The genetic influence on susceptibility to diseases of the respiratory system and all-cause mortality was studied using data for identical (MZ) and fraternal (DZ) twins. Data from the Danish Twin Register include 1344 MZ and 2411 DZ male twin pairs and 1470 MZ and 2730 DZ female twin pairs born between 1870 and 1930, where both individuals were alive on 1 011943. We used the correlated gamma-frailty model. Proportions of variance in frailty attributable to genetic and environmental factors were assessed using the structural equation model approach. For all-cause mortality the correlation coefficients of frailty for MZ twins tend to be higher than for DZ twins. For mortality with respect to respiratory diseases this effect was only seen in females, whereas males showed the opposite effect.

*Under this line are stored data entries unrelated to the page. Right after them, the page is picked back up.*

Issue #1735, opened 2023-04-13
Remove MetadataType from the core package struct


wagoodman:
(reporting on the behalf of @kzantow) The only reason to have a `MetadataType` field is so that when marshalled to JSON, there is an identifier available to determine which type to unmarshal to. However, this can be entirely handled in the JSON encoding/decoding using something similar to:

```go
func (p Package) MarshalJSON() ([]byte, error) {
    type pk Package
    return json.Marshal(struct {
        pk
        MetadataType string
    }{
        pk: pk(p),
        MetadataType:    reflect.TypeOf(p.Metadata).Name(),
    })
}

func (b *Package) UnmarshalJSON(data []byte) error {
    var typ struct {
        MetadataType string
    }
    if err := json.Unmarshal(data, &typ); err != nil {
        return err
    }

    metadataType := pkg.MetadataTypeByName[typ.MetadataType]

    type tmp Package // avoids infinite recursion
    err := json.Unmarshal(data, (*tmp)(p))
    if err != nil { return err }

    // handle metadata

    return nil
}
```

wagoodman:
Should be done in conjunction with https://github.com/anchore/syft/issues/1844 . Also consider consolidating all instances where a user would need to make an addition when a new metadata struct is added to also be generated by the same method as done in https://github.com/anchore/syft/pull/1841 .

PR #1841, opened 2023-05-23
Add test to ensure package metadata is represented in the JSON schema

wagoodman:
Today we generate our JSON schema from our go types. We create a single `ArtifactMetadataContainer` type in the `schema/json` package that has all `github.com/anchore/syft/pkg.*Metadata` structs defined on it, and use this type to infer what can be expressed in the `pkg.Package.Metadata` field. This approach has worked well, but there is one shortcoming: when a new type is added someone needs to remember to add this type to the `ArtifactMetadataContainer` type. 

This PR improves this some by adding a unit test that will fail when there is a new type that appears to be a metadata type within the `pkg` package that is not represented on `ArtifactMetadataContainer`. 

Screenshot 2023-05-23 at 3 48 13 PM

Additionally, the `generate-json-schema` make target has been updated to generate the `ArtifactMetadataContainer` struct based on the latest analysis of the source code in the `pkg` package.

Screenshot 2023-05-23 at 3 54 42 PM

All of this will help ensure that we are not introducing data shape changes without updating the schema and are hyper aware of any breaking changes occurring to the schema within the PR making that change.


schema/json/internal/metadata_types.go
```diff
@@ -0,0 +1,150 @@
...
+	root, err := repoRoot()
+	if err != nil {
+		return nil, err
+	}
+	files, err := filepath.Glob(filepath.Join(root, "syft/pkg/*.go"))
+	if err != nil {
+		return nil, err
+	}
+	return findMetadataDefinitionNames(files...)
+}
```
kzantow, line 31: There is some related data [here](https://github.com/anchore/syft/blob/main/syft/pkg/metadata.go#L46), could you use any of these exported lists? These need to be kept up to date, used when decoding CDX.

wagoodman: I thought about using these, but the `pkg.MetadataType` will be something that is removed closer to syft 1.0 https://github.com/anchore/syft/issues/1735 which means this map would be a CycloneDX-only format concern. So instead I leaned towards the current ast approach, which has the added benefit of not needing to remember to add it to a central list/map, in which case the PR protection would be a little more brittle.

kzantow: Right, but the list of all metadata types is something needed by the _Syft format decoder_ once the pkg.MetadataType goes away, which is specifically a concern with the Syft schema, is it not?

wagoodman: I see -- that is, we should have a single source of truth for these sets. I'll try to account for that in this PR (warning, the scope will creep a bit, but I think it's warranted).

wagoodman: I still agree with trying to get down to a single source of truth, however, I feel that is better tackled in https://github.com/anchore/syft/issues/1735 and https://github.com/anchore/syft/issues/1844 since there are naming inconsistencies and decoding considerations to make here. Additionally, this PR doesn't add another source of truth, this container struct being created exists today and is now being generated. Hopefully with the other two issues they can expand on this generation to include more things.

kzantow (approved):

Issue #1783, opened 2023-05-04
Allow source type input via CLI flag (not scheme)


wagoodman:
**What would you like to be added**:

Today we allow for input like this:
```
syft registry:my/image:latest
```
Which forces syft to reach out to grab `my/image:latest` directly from the registry, not through the docker daemon.

It would be great to add an optional `--from` flag that takes what we allow today as a scheme but instead as a CLI flag.

Note: we could allow for a hold over period that, if --from is empty, we fall back to todays scheme parsing approach. If someone attempts to use a scheme and specify --from an error is returned.

**Why is this needed**:

There are known error cases in specific images that have always caused issues and complexities when parsing the scheme (more recently https://github.com/anchore/syft/issues/1695 ). This moves syft forward to act more like anchorectl while removing these odd cases and code complexity (over time).

willmurphyscode:
At this point, I assume it's not possible to accept the breaking change of making the source want a proper URI scheme like `file://some-directory` or `docker://docker.io/library/alpine:latest` or whatever? Would that remove enough ambiguity to solve all the use cases that `--from` is meant to solve? In other words, am I right in thinking that `--from` is a way to work around the fact that URI's with schemes were not used initially?

kzantow:
Just an observation about the URI idea: something like `git://https://github.com/anchore/syft` is a valid URI, but looks a little weird.

In another tool, have a keyword like `--from` to make the source very explicit and it seems to work pretty well. I think it fits a bit with `--platform` and other flags we already have that affect fetching from the source. I'm 👍 with the idea.

Issue #1844, opened 2023-05-24
Add convention for JSON metadata type names and port existing values to the new convention


wagoodman:
The `pkg.MetadataType` constants will be removed from the core API in syft 1.0, however, the JSON format will still be outputting the string representation. There are inconsistencies with how these are crafted:
```
...
	ConanMetadataType              MetadataType = "ConanMetadataType"
	DartPubMetadataType            MetadataType = "DartPubMetadata"
...
```
Some of these end in `Type` and others do not. The correct answer is that they should not end in type. Why? These string constants represent type hints for the JSON format as to how to interpret the `pkg.Metadata` field. They describe the type names, not a "type of types".

The metadata type names should always be the same names as the structs. So for instance:
```
	RustCargoPackageMetadataType   MetadataType = "RustCargoPackageMetadata"

```
is not correct since the struct this represents is called `CargoPackageMetadata`.

wagoodman:
Note that any changes we make should still be compatible in our syft decoders. That is, even if we change these names, we should still be able to convert old syft documents and their package metadata without issue.

wagoodman:
| Today | Proposed | Comments |
|--------|--------|--------|
| AlpmMetadata | arch-alpm-catalog-entry | |
| ApkMetadata | alpine-apk-catalog-entry | |
| BinaryMetadata | binary-signature | |
| CocoapodsMetadataType | cocapod-lockfile | |
| ConanLockMetadataType | c-conan-lockfile | | 
| ConanMetadataType | c-conan-guidefile | |
| DartPubMetadata | dart-pubspec-lockfile | |
| DotnetDepsMetadata | dotnet-deps-guidefile | |
| DpkgMetadata | debian-dpkg-catalog-entry | | 
| GemMetadata | ruby-gemspec-guide | |
| GolangBinMetadata (aka GolangMetadata) | go-binary-buildinfo | |
| GolangModMetadata | go-module-guidefile | |
| HackageMetadata | haskell-hackage-stack-guidefile, haskell-hackage-stack-lockfile, haskell-hackage-cabal-lockfile  | This might need more work | 
| JavaMetadata | java-archive | Though there are multiple use cases, they don't appear to be mutually exclusive |
| KbPackageMetadata | microsoft-kb-package | This breaks the rule of thumb by containing "package", but "kb" is odd since it doesn't necessarily mean a "package" (originally stood for "knowledge base") |
| LinuxKernelMetadata | linux-kernel-archive | |
[...]

PR #1846, opened 2023-05-25
Refactor source API

wagoodman:
Refactors the single uber-object of `source.Source` into multiple single responsibility objects (e.g. `source.DirectorySource`, `source.StereoscopeImageSource`, etc) that all fall under the same (new) `source.Source` abstraction:

```golang
type Source interface {
	artifact.Identifiable
	FileResolver(Scope) (file.Resolver, error)
	Describe() Description
	io.Closer
}
```

There are two ways to create a source object:
1. directly
2. via detection (considering scheme + a content analysis of the reference if it's a local file)

The first is new with this PR:
```go
src, err := NewFromDirectory(
	DirectoryConfig{
		Path: "/somewhere/to/look/at",
	},
)
```

The second was a simplification of the existing approach:
```golang
detection, err := source.Detect("/somewhere/to/look/at", app.DefaultImagePullSource)
if err != nil {
	return err
}

src, err := detection.NewSource(
	&source.Alias{
		Name:    app.SourceName,
		Version: app.SourceVersion,
	},
	app.Registry.ToOptions(),
	app.Platform,
	app.Exclusions,
)
if src != nil {
	defer src.Close()
}
```

**Open questions**:
1. Today we do NOT have the `source.target` section JSON output captured in the JSON schema -- should we start to do this?

**Breaking changes**:
- JSON schema v9 bump (see ***[1]***). Note: there are some structural changes to the `source.target` section in the JSON output (now called `source.metadata`), however, we have never made guarantees about this section of the JSON document.
- The new `source.Source` interface replaces the existing object, which breaks the existing API.

**Main changes**:
- Added new `FileSource`, `DirectorySource`, and `StereoscopeImageSource` concrete types that implement the new `source.Source` interface
- There is a lot more testing around how the source ID is generated and what is used to define that ID for each source object.
- Simplified much of the `source.Input` and detection approach to a `source.Detect()` call which you can create a source object from.
- ***[1]*** Overall attempts to move the serialized source object to act like the package object: there is a top level declaration of name and version and nested metadata, and all metadata is mapped 1:1 in the output. This PR removes much of the "select a field and map it with special logic on encoding/decoding" for the source descriptions. Now it is a much simpler pass through for all fields on `source.Description`. To keep patterns in line with how packages are done, the `target` field in the JSON output of the source block has been renamed to `metadata`. This means a new JSON schema has been generated (v9).
- Elevates source.Name and source.Version to be outside of the specific source metadata. Instead it is at the top level, next to ID, as this is common to all sources. 
- Adds a new `file.ChrootContext` for the root+cwd+base logic from the directory resolver (simplifies the dir resolver and allows for reuse of the chroot-like logic).
- `FileSource` used to not respond to FilesByPath, however, now it does (the parent dir is indexed with all other files excluded now)

**Auxiliary changes**:
- Testing snapshots for formats now store the redacted output instead of the original output
- A new `internal.AllSourceMetadataReflectTypes` collection to aid in testing, ensuring completion testing for `source.*Metadata` types
- Encapsulates the source name and version into an alias object

**Deferred work**:
- any more adjustments to `source.Detect` have been deferred until adding the new `--from` option #1783

Follow up PRs:
- [ ] remove `pkg` metadata type reflect type helpers and use `packagemetadata` helpers with what was introduced with `sourcemetadata`. Related to https://github.com/anchore/syft/issues/1735
- [ ] unexport source models if possible
- [ ] move JSON schema version to the `syftjson` package
- [ ] Can we figure a better source ID for the directory source? (Today it's based on path, can we make it content driven?)

JSON Schema Diff for reviewers:
```diff
# $ diff ./schema/json/schema-8.0.1.json ./schema/json/schema-9.0.0.json
<   "$id": "https://github.com/anchore/syft/syft/formats/syftjson/model/document",
---
>   "$id": "anchore.io/schema/syft/json/9.0.0/document",
1851a1852,1857
>           "type": "string"
>         },
>         "name": {
>           "type": "string"
>         },
>         "version": {
1857c1863
<         "target": true
---
>         "metadata": true
1861a1868,1869
>         "name",
>         "version",
1863c1871
<         "target"
---
>         "metadata"

```

Addresses https://github.com/anchore/syft/issues/558#issuecomment-1525832828

Closes: #1866


wagoodman:
note from sync review: this is a good time to make all breaking changes now, can we finalize `detection.NewSource` now?

wagoodman:
from sync review:
- are we using the file.Base? Should we allow this to be configuable for a file source?
- should we name syftjson.model.source.type to metadatatype?

syft/source/directory_source.go
```diff
@@ -0,0 +1,219 @@
...
+		mutex:  &sync.Mutex{},
+	}, nil
+}
+
+// deriveIDFromDirectory generates an artifact ID from the given directory config. If an alias is provided, then
+// the artifact ID is derived exclusively from the alias name and version. Otherwise, the artifact ID is derived
+// from the path provided with an attempt to prune a prefix if a base is given. Since the contents of the directory
+// are not considered, there is no semantic meaning to the artifact ID -- this is why the alias is preferred without
+// consideration for the path.
+func deriveIDFromDirectory(cwd string, cfg DirectoryConfig) artifact.ID {
```
kzantow, line 76: why is CWD part of this?

kzantow (commented):
Left some initial feedback, overall looking like a 👍 change

syft/file/chroot_context.go
```diff
@@ -0,0 +1,151 @@
...
+			return nil, fmt.Errorf("could not evaluate base=%q symlinks: %w", base, err)
+		}
+		cleanBase, err = filepath.Abs(cleanBase)
+		if err != nil {
+			return nil, err
+		}
+	}
+
+	chroot := &ChrootContext{
+		root: cleanRoot,
```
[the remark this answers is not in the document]
wagoodman: since this was a lift and shift we can handle a bug like this in another PR

syft/formats/syftjson/test-fixtures/snapshot/TestDirectoryEncoder.golden
```diff
@@ -72,9 +72,13 @@
  ],
  "artifactRelationships": [],
  "source": {
-  "id": "eda6cf0b63f1a1d2eaf7792a2a98c832c21a18e6992bcebffe6381781cc85cbc",
+  "id": "d1563248892cd59af469f406eee907c76fa4f9041f5410d45b93aef903bc4216",
```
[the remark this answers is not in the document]
wagoodman: maybe in a follow up? (I don't have a good answer here, but would prefer to keep it for now)

syft/formats/syftjson/to_format_model_test.go
```diff
@@ -10,53 +12,170 @@ import (
...
+}
+
 func Test_toSourceModel(t *testing.T) {
-	allSchemes := strset.New()
-	for _, s := range source.AllSchemes {
-		allSchemes.Add(string(s))
+	allSources := strset.New()
+	for _, s := range internal.AllSourceMetadataReflectTypes() {
+		allSources.Add(s.Name())
 	}
```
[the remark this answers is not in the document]
wagoodman: maybe another testutils addition

syft/source/directory_source.go
wagoodman: it looks like it was needed for the chroot object, but I'm not using it to determine the ID here. I've updated this to extract cwd entirely from this execution path.

syft/source/directory_source.go
```diff
@@ -0,0 +1,215 @@
...
+// consideration for the path.
+func deriveIDFromDirectory(cfg DirectoryConfig) artifact.ID {
+	var info string
+	if cfg.Alias != nil {
+		// don't use any of the path information -- instead use the alias name and version as the artifact ID.
+		// why? this allows the user to set a dependable stable value for the artifact ID in case the
+		// scanning root changes (e.g. a user scans a directory, then moves it to a new location and scans again).
+		info = fmt.Sprintf("%s@%s", cfg.Alias.Name, cfg.Alias.Version)
+	} else {
+		log.Warn("no explicit name and version provided for directory source, deriving artifact ID from the given path (which is not ideal)")
```
wagoodman, line 77: I wanted to call out this change explicitly -- I still haven't been able to reconcile what a "good" ID is for a directory (that isn't too expensive to figure). But I've added this warning to at least let folks know that if you're doing a directory scan an are not setting `--source-name` or `--source-version` explicitly then this is most likely wrong. I didn't call out the specific options since this is the lib path and not in the cmd pkg.

syft/formats/syftjson/to_format_model_test.go
```diff
@@ -1,72 +1,184 @@
...
 	"testing"
 
-	"github.com/scylladb/go-set/strset"
 	"github.com/stretchr/testify/assert"
 	"github.com/stretchr/testify/require"
 
 	stereoscopeFile "github.com/anchore/stereoscope/pkg/file"
 	"github.com/anchore/syft/syft/file"
-	"github.com/anchore/syft/syft/formats/syftjson/model"
+	syftjson2 "github.com/anchore/syft/syft/formats/syftjson/model"
```
kzantow, line 12: nit: `syftjson2` seems like a less than ideal alias, could we just use `model`?

syft/internal/packagemetadata/generated.go
```diff
@@ -0,0 +1,10 @@
+// DO NOT EDIT: generated by syft/internal/packagemetadata/generate/main.go
+
+package packagemetadata
+
+import "github.com/anchore/syft/syft/pkg"
+
+// AllTypes returns a list of all pkg metadata types that syft supports (that are represented in the pkg.Package.Metadata field).
+func AllTypes() []any {
+	return []any{pkg.AlpmMetadata{}, pkg.ApkMetadata{}, pkg.BinaryMetadata{}, pkg.CargoPackageMetadata{}, pkg.CocoapodsMetadata{}, pkg.ConanLockMetadata{}, pkg.ConanMetadata{}, pkg.DartPubMetadata{}, pkg.DotnetDepsMetadata{}, pkg.DpkgMetadata{}, pkg.GemMetadata{}, pkg.GolangBinMetadata{}, pkg.GolangModMetadata{}, pkg.HackageMetadata{}, pkg.JavaMetadata{}, pkg.KbPackageMetadata{}, pkg.LinuxKernelMetadata{}, pkg.LinuxKernelModuleMetadata{}, pkg.MixLockMetadata{}, pkg.NixStoreMetadata{}, pkg.NpmPackageJSONMetadata{}, pkg.NpmPackageLockJSONMetadata{}, pkg.PhpComposerJSONMetadata{}, pkg.PortageMetadata{}, pkg.PythonPackageMetadata{}, pkg.PythonPipfileLockMetadata{}, pkg.PythonRequirementsMetadata{}, pkg.RDescriptionFileMetadata{}, pkg.RebarLockMetadata{}, pkg.RpmMetadata{}}
```
kzantow, line 9: nit: I'm pretty sure this is entirely controlled by Jennifer, but it would be nice to have these each on their own line

syft/internal/packagemetadata/names.go
```diff
@@ -0,0 +1,13 @@
+package packagemetadata
+
+import (
+	"reflect"
+)
+
+func AllNames() []string {
```
kzantow, line 7: question: I missed this in the sync review, but where the "incorrect" names being handled?

syft/source/directory_source.go
kzantow: should this be an Info or Debug message? This will show for _every_ directory scan otherwise, I think

kzantow (approved):

syft/source/directory_source.go
wagoodman: I think that's the problem with the directory source ID -- it's really not adequate for any use case where you're trying to cross correlate SBOMs historically since it's brittle and may overlap with entirely unrelated scans. It feels like it should be a warning for that reason.

syft/formats/syftjson/to_format_model_test.go
wagoodman: I thought I got all of these (goland auto refactor). I'll get it back to model.

syft/internal/packagemetadata/generated.go
wagoodman: correct about jennifer not enabling this, but I also elected to not muck with the generated code this go around.

syft/internal/packagemetadata/names.go
wagoodman: this PR doesn't go all the way with the `packagemetadata`, that's reserved for https://github.com/anchore/syft/issues/1844 . In short, this isn't used yet (except for a test), only AllTypes() is used and is consistent with the `sourcemetadata` package approach. The value add for adding this in this PR was to add the completion test around `packagemetadata.AllNames()` to detect when there is drift with the ast analysis and the generated code... a test that will be extended to include the JSON name mapping in #1844 (as done in the `sourcemetadata.AllNames()` completion test).

syft/source/directory_source.go
wagoodman: I did find that this wasn't showing up though, and I discovered why: we can't assume that a pointer to alias means that the alias is optional, we still need to check individual fields. I've updated the API to not take alias pointers in config objects (any spot on the exported API where they were function args it is still a pointer though). This allows for the zero value to be used in configs (or for the caller to fully specify like with the cmd package) and we need to check the name and version explicitly, which was already being done in some circumstances.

Five standard biometric models are fitted to the data to evaluate the magnitude and nature of genetic and environmental factors on mortality. Using the best fitting biometric model heritability for cause of death was found to be 0.58 (0.07) for all-cause mortality (AE-model) and zero for diseases of the respiratory system for males. Heritability was 0.63 (0.11) for all-cause mortality (DE-model) and 0.18 (0.09) for diseases of the respiratory system (DE-model) for females. The analysis confirms the presence of a strong genetic influence on individual frailty associated with all-cause mortality. For respiratory diseases, no genetic influence was found in males and only weak genetic influence in females. The nature of genetic influences on frailty with respect to all-cause mortality is probably additive in males and dominant in females, whereas for frailty with respect to deaths caused by respiratory diseases in females, there are genetic factors present which are caused by dominance. Environmental influences are non-shared with exception of frailty with respect to respiratory diseases in males, where the shared environment plays an important role.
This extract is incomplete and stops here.